After subpar growth, Canada’s economy will ‘hit its stride’ in 2025, says Deloitte

After two years of “subpar” economic activity, the Canadian economy will “hit its stride” in 2025, Deloitte Canada says in its latest economic forecast.

After two years of “subpar” economic activity, the Canadian economy will “hit its stride” in 2025, Deloitte Canada says in its latest economic forecast.

An expected pickup in consumer spending and recovery in the housing market, combined with continued rate cuts from the Bank of Canada, has set the stage “for the economy to hit its stride in 2025”, Deloitte Canada said in its latest fall economic outlook released on Thursday.

Deloitte expects that with inflation continuing to ease, the Bank of Canada will continue to cut its benchmark policy rate. It expects the central bank to trim its policy rate by 25 basis points at each of its remaining two announcements, bringing it to 3.75 per cent. The loosening of monetary policy will continue through 2025, with Deloitte predicting the Bank’s policy rate will hit 2.75 per cent by mid-year.

The lowering of interest rates should help consumer confidence recover, Deloitte says, and housing activity to pick up in late-2024 and through 2025.

“The overall story is that after a couple of years of really subpar economic activity in 2023 and 2024, we anticipate a stronger year for the Canadian economy in 2025,” Deloitte Canada’s chief economist Dawn Desjardins said in an interview with Yahoo Finance Canada.
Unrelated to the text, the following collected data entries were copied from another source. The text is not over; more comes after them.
PR #7820, opened 2024-06-18
HTTP Metrics: Add verbs back and preserve static paths

nelson-parente:
# Description

This PR addresses a part of the discussion initiated in issue [#7719](https://github.com/dapr/dapr/issues/7719).

Currently, in low cardinality, Dapr metrics perform a gRPC-like conversion on the method label. Since Dapr is moving away from this conversion (as discussed [here](https://github.com/dapr/dapr/issues/7719#issuecomment-2130730650)), we propose adding back the HTTP method to the metrics (GET, POST, PUT, etc.).

The new config option `excludeVerbs` allows users to configure whether HTTP verbs are added or not to the metrics. The default for this option is false, by default these should be included, that's why I decided to call the config ExcludeVerbs instead of IncludeVerbs, this way it's more explicit the act of excluding verbs from the metrics.

```
apiVersion: dapr.io/v1alpha1
kind: Configuration
metadata:
  name: excludeverbs
spec:
  metrics:
    enabled: true
    http:
      excludeVerbs: true
```

This change addresses one of the current issues with Dapr HTTP metrics: all HTTP calls are grouped into the same bucket. For instance, if my app has GET, POST, and PUT methods on the same resource, these are all exposed as InvokeService/myapp-id, making it difficult to differentiate between them.

```
OLD - 3 HTTP calls to GET/POST/PUT on the same resource would end all in the same bucket: 
dapr_http_server_request_count{app_id="my-service",method="InvokeService/my-service",status="200",le="100"} 3

NEW - 3 HTTP calls to GET/POST/PUT on the same resource: 
dapr_http_server_request_count{app_id="my-service",method="GET", path="", status="200",le="100"} 1
dapr_http_server_request_count{app_id="my-service",method="PUT", path="", status="200",le="100"} 1
dapr_http_server_request_count{app_id="my-service",method="POST", path="", status="200",le="100"} 1

NEW - 3 HTTP calls to GET/POST/PUT on the same resource with ExcludeVerbs == true: 
dapr_http_server_request_count{app_id="my-service",method="", path="", status="200",le="100"} 3
```
With this update, we will reintroduce the method labels, allowing us to distinguish between different HTTP methods in the metrics while maintaining constrained cardinality in paths. The path keys are also reintroduced as empty strings. Although this solution is not perfect (as it does not distinguish between different paths), it represents a more natural iteration towards HTTP protocol metrics. Users can further refine this with path matching, as proposed [here](https://github.com/dapr/proposals/pull/58).

Additionally, this PR preserves well-known dapr paths, I identified this initial list of static dapr paths:
```
"/dapr/config"
"/dapr/metrics"
"/dapr/subscribe"
"/healthz":    
```

## Issue reference

https://github.com/dapr/dapr/issues/7719

## Checklist

* [ ] Code compiles correctly
* [ ] Created/updated tests
* [ ] Unit tests passing

### DIFF
--- a/charts/dapr/crds/configuration.yaml
+++ b/charts/dapr/crds/configuration.yaml
@@ -262,6 +262,9 @@ spec:
                         type: array
                         items:
                           type: string
+                      excludeVerbs:
+                        description: If true (default is false) HTTP verbs (e.g., GET, POST) are excluded from the metrics.
+                        type: boolean
                     type: object
                   rules:
                     items:
@@ -315,6 +318,9 @@ spec:
                         type: array
                         items:
                           type: string
+                      excludeVerbs:
+                          description: If true (default is false) HTTP verbs (e.g., GET, POST) are excluded from the metrics.
+                          type: boolean
                     type: object
                   rules:
                     items:
--- a/pkg/apis/configuration/v1alpha1/types.go
+++ b/pkg/apis/configuration/v1alpha1/types.go
@@ -224,6 +224,9 @@ type MetricHTTP struct {
 	// TODO: [MetricsCardinality] Change default in 1.15+
 	// +optional
 	IncreasedCardinality *bool `json:"increasedCardinality,omitempty"`
+	// If true (default is false) HTTP verbs (e.g., GET, POST) are excluded from the metrics.
+	// +optional
+	ExcludeVerbs *bool `json:"excludeVerbs,omitempty"`
 	// +optional
 	PathMatching []string `json:"pathMatching,omitempty"`
 }
--- a/pkg/apis/configuration/v1alpha1/types.go
+++ b/pkg/apis/configuration/v1alpha1/types.go
@@ -224,11 +224,11 @@ type MetricHTTP struct {
 	// TODO: [MetricsCardinality] Change default in 1.15+
 	// +optional
 	IncreasedCardinality *bool `json:"increasedCardinality,omitempty"`
+	// +optional
+	PathMatching []string `json:"pathMatching,omitempty"`
 	// If true (default is false) HTTP verbs (e.g., GET, POST) are excluded from the metrics.
 	// +optional
 	ExcludeVerbs *bool `json:"excludeVerbs,omitempty"`
-	// +optional
-	PathMatching []string `json:"pathMatching,omitempty"`
 }
 
 // MetricsRule defines configuration options for a metric.
--- a/pkg/config/configuration.go
+++ b/pkg/config/configuration.go
@@ -296,12 +296,6 @@ type MetricHTTP struct {
 	ExcludeVerbs         *bool    `json:"excludeVerbs,omitempty" yaml:"excludeVerbs,omitempty"`
 }
 
-// PathMatching defines configuration options for path matching.
-type PathMatching struct {
-	IngressPaths []string `json:"ingress,omitempty" yaml:"ingress,omitempty"`
-	EgressPaths  []string `json:"egress,omitempty" yaml:"egress,omitempty"`
-}
-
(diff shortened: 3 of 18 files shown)


ItalyPaleAle:
Can you make this optional please, or offer an option to turn it off? For some users the increased memory usage isn't worth knowing the difference between GET/POST/PUT etc

artursouza:
> Can you make this optional please, or offer an option to turn it off? For some users the increased memory usage isn't worth knowing the difference between GET/POST/PUT etc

“If we’re right about inflation, if we’re right about the Bank of Canada being able to get the policy rate down to a more neutral level, I do think that will foster an improvement in consumer confidence. With consumers feeling better, businesses feel better and they start to expand. That’s what gets us on more solid footing.”

However, Desjardins notes that there are still risks to the outlook.

Deloitte says the biggest downside risk to the economic forecast is geopolitical uncertainty, particularly trade tariffs, which former president Donald Trump has promised to implement if elected in the United States. The report also highlights rising trade tensions between Canada and China.

On the upside, Deloitte notes that the savings rate among consumers pushed above seven per cent last quarter, the highest outside the COVID-19 pandemic since the early 1990s.

“As a result, the stockpile of savings may prove excessive to meet higher mortgage payments and an unleashing of this savings on the economy represents an upside risk to the forecast,” the report said.

Desjardins also says a key assumption in the forecast is that the labour market will not see a significant downturn. While slack has grown in the labour market and the unemployment rate hit 6.6 per cent in August, Deloitte expects it will reach 6.7 per cent in the fourth quarter before easing slightly next year to 6.2 per cent by the fourth quarter of 2025.

Deloitte adds that with about half of all outstanding mortgages yet to refinance in the higher interest rate environment, many households will be grappling with higher costs.

“If people are keeping their jobs and we see income growth, (the mortgage cost increase) is not great, but it’s certainly manageable,” Desjardins said.

“That’s the key point that really keeps our forecast together. If we should see a significant deterioration in labour market conditions, then I think it’s a much weaker story for 2025.”